What is required: Each line below should be restated exactly, with nothing dropped.

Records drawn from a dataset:
[Start of section]

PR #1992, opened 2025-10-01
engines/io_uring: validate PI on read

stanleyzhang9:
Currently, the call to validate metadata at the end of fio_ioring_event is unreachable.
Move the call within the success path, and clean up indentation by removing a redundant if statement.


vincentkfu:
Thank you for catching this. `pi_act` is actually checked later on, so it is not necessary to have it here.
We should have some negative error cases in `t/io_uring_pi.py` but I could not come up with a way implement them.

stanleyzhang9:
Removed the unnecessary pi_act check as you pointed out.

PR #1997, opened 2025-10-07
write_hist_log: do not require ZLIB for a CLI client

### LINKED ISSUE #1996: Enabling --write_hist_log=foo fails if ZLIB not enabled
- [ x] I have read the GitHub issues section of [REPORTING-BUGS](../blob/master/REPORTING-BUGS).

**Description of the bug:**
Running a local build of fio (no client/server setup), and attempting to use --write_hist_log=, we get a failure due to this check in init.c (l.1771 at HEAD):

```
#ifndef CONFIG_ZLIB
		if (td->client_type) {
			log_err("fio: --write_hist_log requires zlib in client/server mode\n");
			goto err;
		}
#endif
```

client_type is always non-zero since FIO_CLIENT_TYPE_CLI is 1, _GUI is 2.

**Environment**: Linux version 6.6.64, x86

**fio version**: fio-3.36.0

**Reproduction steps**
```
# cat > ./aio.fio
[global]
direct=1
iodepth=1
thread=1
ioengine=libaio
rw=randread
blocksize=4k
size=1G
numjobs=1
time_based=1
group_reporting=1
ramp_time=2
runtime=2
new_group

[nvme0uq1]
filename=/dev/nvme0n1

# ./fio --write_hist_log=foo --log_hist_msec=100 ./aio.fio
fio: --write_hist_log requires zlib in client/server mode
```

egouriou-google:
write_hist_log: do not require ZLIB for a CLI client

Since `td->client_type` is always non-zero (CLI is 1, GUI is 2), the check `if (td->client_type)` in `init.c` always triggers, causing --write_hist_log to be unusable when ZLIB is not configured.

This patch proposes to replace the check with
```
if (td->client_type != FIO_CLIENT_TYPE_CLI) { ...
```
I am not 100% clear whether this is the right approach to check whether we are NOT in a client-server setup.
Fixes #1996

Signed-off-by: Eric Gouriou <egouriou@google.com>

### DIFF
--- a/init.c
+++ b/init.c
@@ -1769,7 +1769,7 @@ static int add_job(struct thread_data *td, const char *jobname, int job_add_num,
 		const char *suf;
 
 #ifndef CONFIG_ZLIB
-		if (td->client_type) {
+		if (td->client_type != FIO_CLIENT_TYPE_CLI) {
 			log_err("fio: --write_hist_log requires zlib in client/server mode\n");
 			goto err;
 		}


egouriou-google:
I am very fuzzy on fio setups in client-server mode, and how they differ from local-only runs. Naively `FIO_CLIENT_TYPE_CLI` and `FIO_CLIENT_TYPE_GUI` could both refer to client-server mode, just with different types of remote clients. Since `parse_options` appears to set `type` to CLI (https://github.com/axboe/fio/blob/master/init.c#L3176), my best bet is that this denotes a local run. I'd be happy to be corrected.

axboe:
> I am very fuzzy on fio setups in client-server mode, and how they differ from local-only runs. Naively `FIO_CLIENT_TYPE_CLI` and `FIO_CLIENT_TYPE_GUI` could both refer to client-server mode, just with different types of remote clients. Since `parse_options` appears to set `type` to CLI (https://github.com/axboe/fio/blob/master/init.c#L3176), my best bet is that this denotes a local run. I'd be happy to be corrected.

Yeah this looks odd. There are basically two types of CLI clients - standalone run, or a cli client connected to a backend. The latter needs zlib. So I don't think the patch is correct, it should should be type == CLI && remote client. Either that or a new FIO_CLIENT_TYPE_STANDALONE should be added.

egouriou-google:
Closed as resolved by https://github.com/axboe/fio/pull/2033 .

[End of section]

Reply to the exercise:
PR #1992, opened 2025-10-01
engines/io_uring: validate PI on read

stanleyzhang9:
Currently, the call to validate metadata at the end of fio_ioring_event is unreachable.
Move the call within the success path, and clean up indentation by removing a redundant if statement.


vincentkfu:
Thank you for catching this. `pi_act` is actually checked later on, so it is not necessary to have it here.
We should have some negative error cases in `t/io_uring_pi.py` but I could not come up with a way implement them.

stanleyzhang9:
Removed the unnecessary pi_act check as you pointed out.

PR #1997, opened 2025-10-07
write_hist_log: do not require ZLIB for a CLI client

### LINKED ISSUE #1996: Enabling --write_hist_log=foo fails if ZLIB not enabled
- [ x] I have read the GitHub issues section of [REPORTING-BUGS](../blob/master/REPORTING-BUGS).

**Description of the bug:**
Running a local build of fio (no client/server setup), and attempting to use --write_hist_log=, we get a failure due to this check in init.c (l.1771 at HEAD):

```
#ifndef CONFIG_ZLIB
		if (td->client_type) {
			log_err("fio: --write_hist_log requires zlib in client/server mode\n");
			goto err;
		}
#endif
```

client_type is always non-zero since FIO_CLIENT_TYPE_CLI is 1, _GUI is 2.

**Environment**: Linux version 6.6.64, x86

**fio version**: fio-3.36.0

**Reproduction steps**
```
# cat > ./aio.fio
[global]
direct=1
iodepth=1
thread=1
ioengine=libaio
rw=randread
blocksize=4k
size=1G
numjobs=1
time_based=1
group_reporting=1
ramp_time=2
runtime=2
new_group

[nvme0uq1]
filename=/dev/nvme0n1

# ./fio --write_hist_log=foo --log_hist_msec=100 ./aio.fio
fio: --write_hist_log requires zlib in client/server mode
```

egouriou-google:
write_hist_log: do not require ZLIB for a CLI client

Since `td->client_type` is always non-zero (CLI is 1, GUI is 2), the check `if (td->client_type)` in `init.c` always triggers, causing --write_hist_log to be unusable when ZLIB is not configured.

This patch proposes to replace the check with
```
if (td->client_type != FIO_CLIENT_TYPE_CLI) { ...
```
I am not 100% clear whether this is the right approach to check whether we are NOT in a client-server setup.
Fixes #1996

Signed-off-by: Eric Gouriou <egouriou@google.com>

### DIFF
--- a/init.c
+++ b/init.c
@@ -1769,7 +1769,7 @@ static int add_job(struct thread_data *td, const char *jobname, int job_add_num,
 		const char *suf;
 
 #ifndef CONFIG_ZLIB
-		if (td->client_type) {
+		if (td->client_type != FIO_CLIENT_TYPE_CLI) {
 			log_err("fio: --write_hist_log requires zlib in client/server mode\n");
 			goto err;
 		}


egouriou-google:
I am very fuzzy on fio setups in client-server mode, and how they differ from local-only runs. Naively `FIO_CLIENT_TYPE_CLI` and `FIO_CLIENT_TYPE_GUI` could both refer to client-server mode, just with different types of remote clients. Since `parse_options` appears to set `type` to CLI (https://github.com/axboe/fio/blob/master/init.c#L3176), my best bet is that this denotes a local run. I'd be happy to be corrected.

axboe:
> I am very fuzzy on fio setups in client-server mode, and how they differ from local-only runs. Naively `FIO_CLIENT_TYPE_CLI` and `FIO_CLIENT_TYPE_GUI` could both refer to client-server mode, just with different types of remote clients. Since `parse_options` appears to set `type` to CLI (https://github.com/axboe/fio/blob/master/init.c#L3176), my best bet is that this denotes a local run. I'd be happy to be corrected.

Yeah this looks odd. There are basically two types of CLI clients - standalone run, or a cli client connected to a backend. The latter needs zlib. So I don't think the patch is correct, it should should be type == CLI && remote client. Either that or a new FIO_CLIENT_TYPE_STANDALONE should be added.

egouriou-google:
Closed as resolved by https://github.com/axboe/fio/pull/2033 .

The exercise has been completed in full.